Madeeha Subhan1*, Waleed Sadiq2 and Sanniyah Subhan3
1Capital Hospital, Islamabad, 44000, Pakistan
2Shifa International Hospital, Islamabad, 44000, Pakistan
3Quaid-i-Azam University, Islamabad, 44000, Pakistan
*Corresponding Author: Madeeha Subhan, Capital Hospital, Islamabad, 44000, Pakistan, Tel: 00923335634888, Email: madeehas99@gmail.com

Received: 31-Aug-2017 / Accepted Date: 24-Nov-2017 / Published Date: 28-Nov-2017 DOI: 10.4172/2161-0681.1000327

Abstract

Objective: To determine the variations in thyroid hormones, thyroid stimulating hormone and prolactin levels in females of our population.

Materials and methods:

Subject characteristics: Patients aged 13 to 60 years were studied for their hormonal profile. The inclusion criteria had patients with complaints of mild reproductive and thyroid dysfunction. Patients with severe disorders and cancerous conditions were excluded from the study.
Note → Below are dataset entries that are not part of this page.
PR #463, opened 2020-09-28
Fix issue with type of object passed to linking prop

devinjameson:


devinjameson:
Closing this because we are fixing it in another PR with a bunch of type fixes.

PR #465, opened 2020-09-28
Update tsconfig for ts 4.0

johnschoeman:
Why:
Currently our tsconfig is set to only run the ts compiler on files that
end with `.d.ts` which means that the complier is not running on any of
our source files. This was caused by an update to the behaviour of the
includes tsconfig option from being inclusive to exclusive.

This commit:
updates the tsconfig file to fix the issue as well as removes no no
longer necessary config options. We updated some type errors that made
their way into the codebase during the few days of not type checking the
entire codebase

### DIFF
--- a/tsconfig.json
+++ b/tsconfig.json
@@ -1,75 +1,33 @@
 {
+  "$schema": "https://json.schemastore.org/tsconfig",
+  "display": "React Native",
   "compilerOptions": {
-    "skipLibCheck": true,
-    /* Basic Options */
-    // "incremental": true,                   /* Enable incremental compilation */
-    "target": "es5" /* Specify ECMAScript target version: 'ES3' (default), 'ES5', 'ES2015', 'ES2016', 'ES2017', 'ES2018', 'ES2019' or 'ESNEXT'. */,
-    "module": "commonjs" /* Specify module code generation: 'none', 'commonjs', 'amd', 'system', 'umd', 'es2015', or 'ESNext'. */,
-    "lib": [
-      "es2019"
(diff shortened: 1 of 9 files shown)


devinjameson (approved):
🎉 :shipit:

tsconfig.json
```diff
@@ -1,75 +1,21 @@
...
   },
-  "include": ["*.d.ts"],
-  "exclude": [
-    "node_modules",
-    "babel.config.js",
-    "metro.config.js",
-    "jest/*",
-    "**/*.svg"
-  ]
+  "include": ["src/**/*", "App.tsx", "**/*.d.ts"],
```
aledustet: curious why the root folder is not included?

aledustet (approved):

tsconfig.json
johnschoeman: I suppose because src/ and App.tsx are the only ts files? but no reason to not have it be the root, we will update!

tsconfig.json
```diff
@@ -1,75 +1,33 @@
...
   },
-  "include": ["*.d.ts"],
-  "exclude": [
-    "node_modules",
-    "babel.config.js",
-    "metro.config.js",
-    "jest/*",
-    "**/*.svg"
-  ]
+  "include": ["**/*.ts", "**/*.d.ts"],
```
aledustet: should we have the tsx files here too?

devinjameson: I believe it works for `tsx` if we use `ts` but it might be good to add `tsx` to be exhaustive?

johnschoeman: They are captured!

PR #466, opened 2020-09-28
Allow images on how it works flow to be configured

aledustet:
Why:
----

We need to allow for overrides of the images displayed on our application how it works flow.

Caveat:
----

This approach is an attempt to allow for all image overrides. In this first pass, only the HIW flow will be pulled. There are a number of modifications to our scripts that can be generalized once we agree this is a way we want to proceed. Like with the welcome image that is a separate asset in this moment

This Commit:
----
- Rename assets to be closer to where they are used, the names of the images shown on the HIW flow were a reflection of the actual content but for making it easier to override, the names will no reflect where they are used.
- Add setup script to update image assets. This script will download and copy all images inside the zip file provided and overwrite the ones that are provided, making them not all required.

This depends on a configuration PR. To test the script that commit sha can be used.


devinjameson (approved):
🚢 :shipit:🔥 😷

bin/helpers.rb
```diff
@@ -85,3 +87,7 @@ def mobile_resources_commit
 
   commit
 end
+
+def resources_base_url(access_token)
```
johnschoeman, line 91: 💯 nice extract method

johnschoeman (approved):

PR #467, opened 2020-09-28
Add CTA to Self Screener from Exposure Detail

amandabeiner:
Why:
As an LA user who has received an EN, I want to be able to enter the
self screener flow so that I can get personalized information about what
I should do next.

This commit:
-Adds a SelfScreener stack with placeholder text
- Displays a button to navigate to the SelfScreener if it is enabled for
  the HA
- Updates the styling of the ExposureDetail page to match the updated
  styles for this flow.

self screener

### DIFF
--- a/src/ConfigurationContext.tsx
+++ b/src/ConfigurationContext.tsx
@@ -9,6 +9,7 @@ export interface Configuration {
   displayCallbackForm: boolean
   displayReportAnIssue: boolean
   displayMyHealth: boolean
+  displaySelfScreener: boolean
   findATestCenterUrl: string | null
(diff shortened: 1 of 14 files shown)


src/gaen/nativeModule.ts
```diff
@@ -215,6 +215,7 @@ export const detectExposuresNow = async (): Promise<string> => {
 }
 
 export const simulateExposure = async (): Promise<"success"> => {
+  console.log(toExposureInfo(debugModule.simulateExposure()))
```
devinjameson: 😱

devinjameson (approved):
👏  🚢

Blood sampling: 3 ml blood was drawn and transferred to clean test tubes. Blood was centrifuged at 3000 rpm for 10-15 min. Serum was separated and stored at -20°C.
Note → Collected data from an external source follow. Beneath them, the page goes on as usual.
PR #468, opened 2020-09-28
Enable configuration of brand colors

devinjameson:
Why:
----
We would like for brand colors to be configurable.

This commit:
----
- Abstract primary and secondary colors to a config file
- Add necessary build scripts to download config file from a remote repo


bin/set_ha.sh
```diff
@@ -35,7 +36,12 @@ else
 end
 
 def download_all_assets
-system("./bin/download_assets.sh #{HA_LABEL} #{ACCESS_TOKEN}") && download_copy_file(HA_LABEL, ACCESS_TOKEN) && download_links_file(HA_LABEL, ACCESS_TOKEN) && download_welcome_image(HA_LABEL, ACCESS_TOKEN) && fetch_configurable_images(HA_LABEL, ACCESS_TOKEN)
+  system("./bin/download_assets.sh #{HA_LABEL} #{ACCESS_TOKEN}")
```
johnschoeman, line 39: @aledustet , is there a reason we need these "&&" s?

johnschoeman (approved):

bin/set_ha.sh
aledustet: Those were mostly since some of the scripts were returning false if the operation was not successful, on the new ones I am mostly exiting with a `1` status code when an error occurs so we should be fine there. I'll take a pass at the error statuses on the other scripts to make sure that they halt when an error happens.

PR #832, opened 2021-01-19
Update image size on activation summary.

johnschoeman:
Why:
We would like to better support custom images on the activation summary
screen.

This commit:
Updates the image styling to have a 1:1 aspect ratio such that custom
images for this screen dont have to match the exact same image
dimensions, but just be about 1:1.

We also update the mobile resources commit.


artgibson (approved):
lgtm

PR #833, opened 2021-01-21
Handle dont share action in escrow verification

johnschoeman:
Why:
During the submit your phone number step of the Escrow Verification
flow, an OS level prompt asks if the user would like to share their
devices Random IDs. If the user chooses 'Dont Share' the os will raise
an error which we are not handling.

This commit:
- Updates the error handling for the submitPhoneNumber iOS native method
to return ENDomainErrors when the os returns them.

- Updates the javascript side error handling for the submitPhoneNumber
native method. Note that the api for the native function can return both
network error and ENDomainErrors which do not follow the same error
format. We introduced a `handleNetworkErrror()` and
`handleENDomainError()` to handle these two cases. A future refactor
might consider updating the native method to better separate the error
conditions.

|GIF|
|---|
|RPReplay_Final1611251740|

### DIFF
--- a/ios/EscrowVerification/Manager/EscrowVerificationManager.swift
+++ b/ios/EscrowVerification/Manager/EscrowVerificationManager.swift
@@ -25,8 +25,8 @@ class EscrowVerificationManager: NSObject {
             completionHandler(nil)
           }
         }
-      default:
-        break
+      case let .failure(error):
+        completionHandler(error)
       }
     }
   }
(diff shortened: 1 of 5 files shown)


artgibson (approved):
could this error check also be added to the verification code screen?

johnschoeman:
> could this error check also be added to the verification code screen?

Yes, good catch, the next screen has the same issue.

Hormonal assay: Thyroid stimulating hormone (TSH), Prolactin, FT3 and FT4 were assayed in the serum. Equipment used in laboratory was Eclecsys 2010 (Roche). Principle of the hormonal test was based on ECL (Electrochemiluminescence). Standard kits by Roche were used for chemical analysis. The results were analyzed by using ANOVA in SPSS (version 10.0 for windows).
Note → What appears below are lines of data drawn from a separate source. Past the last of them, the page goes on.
PR #835, opened 2021-01-22
Address some accessibility issues

johnschoeman:
Why:
Currently the app has a few non WCAG 2.0 AA compliant issues.

This commit:
- Adds accessibility labels to several images and buttons
- Increases the contrast on the Delete My Data Button.
- Moves the tappable target for the Dashboard CTA cards from being the
entire card to just the graphical indicator on the card so that the
'MoreInfo' button on the card is accessible to screen readers.


artgibson (approved):
lgtm.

Results: A total of 97 patients were tested. The patients were divided into four major groups, showed overall nonsignificant variation in hormonal level for Prolactin, FT3 and FT4 (p>0.05). About 80% patients were found normal, in TSH estimation. Women from age 16-35 years old were greater in number than any other age group. Means for each hormone were non-significant at p=0.05.

Conclusion: Hyperprolactinemia causes reproductive disorders in women, early diagnosis and treatment of this disease is important. In conclusion estimation of prolactin and TSH levels might be considered essential in assessment of patient with fertility disorders.

Keywords: FT3; FT4; TSH; Prolactin; Endocrine hormone

Introduction

Measurements of TSH and prolactin are generally included in the evaluation of female infertility [1]. The association between hypothalamic-pituitary-thyroid axis and hypothalamic-pituitaryovarian axis has been experimentally and clinically proven [2]. Normal thyroid functioning is very important for the normal efficiency of reproduction and maintenance of pregnancy. Thyroid dysfunction interferes with the endocrine regulation of reproductive system [3,4]. Persistent hyperprolactinaemia interrupts the pulsatile secretion of gonadotrophin-releasing hormone thus inhibits the release of luteinizing hormone and follicle-stimulating hormone [5] and directly impairs gonadal sex steroid production.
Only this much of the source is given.